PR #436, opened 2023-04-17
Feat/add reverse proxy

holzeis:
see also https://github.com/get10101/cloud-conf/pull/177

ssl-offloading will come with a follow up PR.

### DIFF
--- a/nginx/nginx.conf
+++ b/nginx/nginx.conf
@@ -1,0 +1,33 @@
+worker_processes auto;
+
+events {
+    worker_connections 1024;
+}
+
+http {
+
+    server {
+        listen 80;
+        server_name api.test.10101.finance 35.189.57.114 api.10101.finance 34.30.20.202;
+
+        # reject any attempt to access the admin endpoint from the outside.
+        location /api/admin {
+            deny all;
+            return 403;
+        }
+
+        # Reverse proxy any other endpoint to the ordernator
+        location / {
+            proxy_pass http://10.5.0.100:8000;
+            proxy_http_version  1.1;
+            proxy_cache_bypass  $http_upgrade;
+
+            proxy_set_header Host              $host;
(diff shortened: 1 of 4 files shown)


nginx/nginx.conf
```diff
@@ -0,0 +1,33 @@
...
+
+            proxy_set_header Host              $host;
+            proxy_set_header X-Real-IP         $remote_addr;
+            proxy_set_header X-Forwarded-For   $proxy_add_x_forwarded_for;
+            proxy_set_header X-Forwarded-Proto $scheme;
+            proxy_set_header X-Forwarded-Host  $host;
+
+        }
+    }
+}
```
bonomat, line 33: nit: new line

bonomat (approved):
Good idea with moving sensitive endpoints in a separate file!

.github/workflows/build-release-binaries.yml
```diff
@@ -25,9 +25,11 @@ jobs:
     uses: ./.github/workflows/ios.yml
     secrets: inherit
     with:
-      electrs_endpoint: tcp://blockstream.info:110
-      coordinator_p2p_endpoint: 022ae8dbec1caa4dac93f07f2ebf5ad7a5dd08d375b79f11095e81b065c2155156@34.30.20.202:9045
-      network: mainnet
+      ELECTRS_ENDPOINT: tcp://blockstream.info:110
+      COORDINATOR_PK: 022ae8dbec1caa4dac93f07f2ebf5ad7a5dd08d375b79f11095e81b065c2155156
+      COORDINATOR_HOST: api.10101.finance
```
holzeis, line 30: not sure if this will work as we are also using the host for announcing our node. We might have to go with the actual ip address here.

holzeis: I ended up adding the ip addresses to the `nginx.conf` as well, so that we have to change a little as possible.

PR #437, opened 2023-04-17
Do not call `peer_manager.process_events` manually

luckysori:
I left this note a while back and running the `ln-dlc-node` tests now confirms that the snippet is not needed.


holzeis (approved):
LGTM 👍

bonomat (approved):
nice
=-=-=
*Task requirements*: Return all of the data exactly as it reads.

*Task response*:
PR #436, opened 2023-04-17
Feat/add reverse proxy

holzeis:
see also https://github.com/get10101/cloud-conf/pull/177

ssl-offloading will come with a follow up PR.

### DIFF
--- a/nginx/nginx.conf
+++ b/nginx/nginx.conf
@@ -1,0 +1,33 @@
+worker_processes auto;
+
+events {
+    worker_connections 1024;
+}
+
+http {
+
+    server {
+        listen 80;
+        server_name api.test.10101.finance 35.189.57.114 api.10101.finance 34.30.20.202;
+
+        # reject any attempt to access the admin endpoint from the outside.
+        location /api/admin {
+            deny all;
+            return 403;
+        }
+
+        # Reverse proxy any other endpoint to the ordernator
+        location / {
+            proxy_pass http://10.5.0.100:8000;
+            proxy_http_version  1.1;
+            proxy_cache_bypass  $http_upgrade;
+
+            proxy_set_header Host              $host;
(diff shortened: 1 of 4 files shown)


nginx/nginx.conf
```diff
@@ -0,0 +1,33 @@
...
+
+            proxy_set_header Host              $host;
+            proxy_set_header X-Real-IP         $remote_addr;
+            proxy_set_header X-Forwarded-For   $proxy_add_x_forwarded_for;
+            proxy_set_header X-Forwarded-Proto $scheme;
+            proxy_set_header X-Forwarded-Host  $host;
+
+        }
+    }
+}
```
bonomat, line 33: nit: new line

bonomat (approved):
Good idea with moving sensitive endpoints in a separate file!

.github/workflows/build-release-binaries.yml
```diff
@@ -25,9 +25,11 @@ jobs:
     uses: ./.github/workflows/ios.yml
     secrets: inherit
     with:
-      electrs_endpoint: tcp://blockstream.info:110
-      coordinator_p2p_endpoint: 022ae8dbec1caa4dac93f07f2ebf5ad7a5dd08d375b79f11095e81b065c2155156@34.30.20.202:9045
-      network: mainnet
+      ELECTRS_ENDPOINT: tcp://blockstream.info:110
+      COORDINATOR_PK: 022ae8dbec1caa4dac93f07f2ebf5ad7a5dd08d375b79f11095e81b065c2155156
+      COORDINATOR_HOST: api.10101.finance
```
holzeis, line 30: not sure if this will work as we are also using the host for announcing our node. We might have to go with the actual ip address here.

holzeis: I ended up adding the ip addresses to the `nginx.conf` as well, so that we have to change a little as possible.

PR #437, opened 2023-04-17
Do not call `peer_manager.process_events` manually

luckysori:
I left this note a while back and running the `ln-dlc-node` tests now confirms that the snippet is not needed.


holzeis (approved):
LGTM 👍

bonomat (approved):
nice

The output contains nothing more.